What needs to be done. For each line in the records that contains "canvas", make a copy.

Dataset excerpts

* * * * * * * * *

PR #1598, opened 2020-07-02
feat: Screen Resolution Abstraction

### LINKED ISSUE #1617: Refactor Screen Logic to Support Independent Viewport and Resolution
### Context
The Screen does not have a convenient single place for logic to live.

Currently it is difficult build a game that has a different resolution than the viewport, this make it difficult to build lofi art style games. Additionally the current "Fullscreen" only means dynamic aspect ratio taking up the available window, there is now the browser Fullscreen API

### Proposal

* [ ] Refactor screen logic to one place
* [ ] Support independent viewport/resolution controls
* [ ] Support the browser fullscreen api

eonarheim:

==================

Closes #1617 

## Changes:

- Refactors and creates a screen abstraction for managing all things resolution & viewport related logic
- Adds and fixes tests for the screen abstraction

### DIFF
--- a/src/engine/Engine.ts
+++ b/src/engine/Engine.ts
@@ -73,7 +73,7 @@ export interface EngineOptions {
   height?: number;
 
   /**
-   * Optionally configure the width & height of the viewport in css pixels. 
+   * Optionally configure the width & height of the viewport in css pixels.
    * Use `viewport` instead of [[EngineOptions.width]] and [[EngineOptions.height]], or vice versa.
    */
   viewport?: ScreenDimension;
--- a/src/engine/Engine.ts
+++ b/src/engine/Engine.ts
@@ -293,7 +293,7 @@ export class Engine extends Class implements CanInitialize, CanUpdate, CanDraw {
    * Indicates whether the engine is set to fullscreen or not
    */
   public get isFullscreen(): boolean {
-    return this.screen.isFullscreen;
+    return this.screen.isFullScreen;
   }
 
   /**
@@ -608,7 +608,6 @@ O|===|* >________________>\n\
    * @param x          x game coordinate to play the animation
    * @param y          y game coordinate to play the animation
    */
-  @obsolete()
   public playAnimation(animation: Animation, x: number, y: number) {
     this._animations.push(new AnimationNode(animation, x, y));
   }
@@ -1118,7 +1117,6 @@ O|===|* >________________>\n\
     this.screen.pushResolutionAndViewport();
     this.screen.resolution = this.screen.viewport;
     this.screen.applyResolutionAndViewport();
-    this.graphicsContext.updateViewport();
     let loadingComplete: Promise<any>;
     if (loader) {
       this._loader = loader;
@@ -1132,7 +1130,6 @@ O|===|* >________________>\n\
     loadingComplete.then(() => {
       this.screen.popResolutionAndViewport();
       this.screen.applyResolutionAndViewport();
-      this.graphicsContext.updateViewport();
       this.emit('start', new GameStartEvent(this));
     });
 
@@ -1261,7 +1258,6 @@ O|===|* >________________>\n\
 /**
  * @internal
  */
-@obsolete()
 class AnimationNode {
   constructor(public animation: Animation, public x: number, public y: number) {}
 }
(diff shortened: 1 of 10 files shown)


src/engine/Engine.ts
```diff
@@ -81,32 +58,25 @@ export enum ScrollPreventionMode {
...
-  bottom?: number | string;
-}
-
 /**
  * Defines the available options to configure the Excalibur engine at constructor time.
  */
 export interface EngineOptions {
   /**
-   * Optionally configure the native canvas width of the game
+   * Optionally configure the native logical pixel width of the game (resolution)
```
kamranayub, line 66: Might be nice to include symbol link to `Resolution`

```suggestion
   * Optionally configure the native logical pixel width of the game. See [[Resolution]] for common presets.
```

src/engine/Engine.ts
```diff
@@ -81,32 +58,25 @@ export enum ScrollPreventionMode {
...
    */
   width?: number;
 
   /**
-   * Optionally configure the native canvas height of the game
+   * Optionally configure the native logical pixel height of the game (resolution)
```
kamranayub, line 71:
```suggestion
   * Optionally configure the native logical pixel height of the game. See [[Resolution]] for common presets.
```

src/engine/Engine.ts
```diff
@@ -81,32 +58,25 @@ export enum ScrollPreventionMode {
...
    */
   height?: number;
 
+  /**
+   * Optionally specify the size the viewport should take up onscreen
+   */
+  viewport?: { width: number; height: number };
```
kamranayub, line 78: My only concern is that I think this represents a change in the way `width` and `height` is interpreted from previous versions. So, if someone had set their WxH to 1024x768, uptaking this will "work" but technically the meaning of `width` and `height` is different than what they had previously thought.

I wonder if it would be a smoother upgrade path to flip this. Instead of `width` and `height` being resolution, maybe `viewport` should change to `resolution`.

That way, using my example, if I had code like this:

```js
const game = new Engine({
  width: 1024,
  height: 768
});
```

Then after uptaking this next version, I could adjust the resolution of the game using:

```js
const game = new Engine({
  width: 1024,
  height: 768,
  resolution: Resolution.Gameboy
});
```

It also works well with the new `Resolution` presets.

Thoughts?

src/engine/Screen.ts
```diff
@@ -0,0 +1,500 @@
...
+    return this._resolution.height * this.pixelRatio;
+  }
+
+  public setCurrentCamera(camera: Camera) {
+    this._camera = camera;
+  }
+
+  private _onPixelRatioChange(_event: 'pixelRatioChange', handler: () => any) {
+    const mqString = `(resolution: ${window.devicePixelRatio}dppx)`;
+    matchMedia(mqString).addEventListener('change', handler);
```
kamranayub, line 217: We should consider cleaning up event listeners. Each time a new engine is created, we'd be adding these listeners, right?

Also should this be:

```suggestion
    this._browser.window.matchMedia(mqString).addEventListener('change', handler);
```

src/engine/Screen.ts
```diff
@@ -0,0 +1,500 @@
...
+    return this.drawHeight / 2;
+  }
+
+  private _applyDisplayMode() {
+    if (this.displayMode === DisplayMode.FullScreen || this.displayMode === DisplayMode.Container) {
+      const parent = <any>(this.displayMode === DisplayMode.Container ? <any>(this.canvas.parentElement || document.body) : <any>window);
+
+      this._setHeightByDisplayMode(parent);
+
+      this._browser.window.on('resize', () => {
```
kamranayub, line 396: Same here, we should clean this up somehow...

version.js
```diff
@@ -19,7 +19,8 @@ function getCurrentCommit() {
 }
 
 function getLatestTag(commit) {
-  execSync('git fetch');
+  execSync('git fetch --depth=1000');
```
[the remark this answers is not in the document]
eonarheim: Temporary fix, Travis does a shallow clone :(

src/engine/Engine.ts
eonarheim: We spoke offline, this makes a lot of sense.

version.js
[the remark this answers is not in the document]
djcsdy: You can get a deep clone on Travis by adding `git fetch --unshallow` to your `before_script`:

```travis.yml
before_script:
  - git fetch --unshallow
```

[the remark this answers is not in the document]
eonarheim: Thanks, I might switch to this. Seems far less brittle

* * * * * * * * *

Finished exercise.
-   * Optionally configure the native canvas width of the game
-   * Optionally configure the native canvas height of the game
+      const parent = <any>(this.displayMode === DisplayMode.Container ? <any>(this.canvas.parentElement || document.body) : <any>window);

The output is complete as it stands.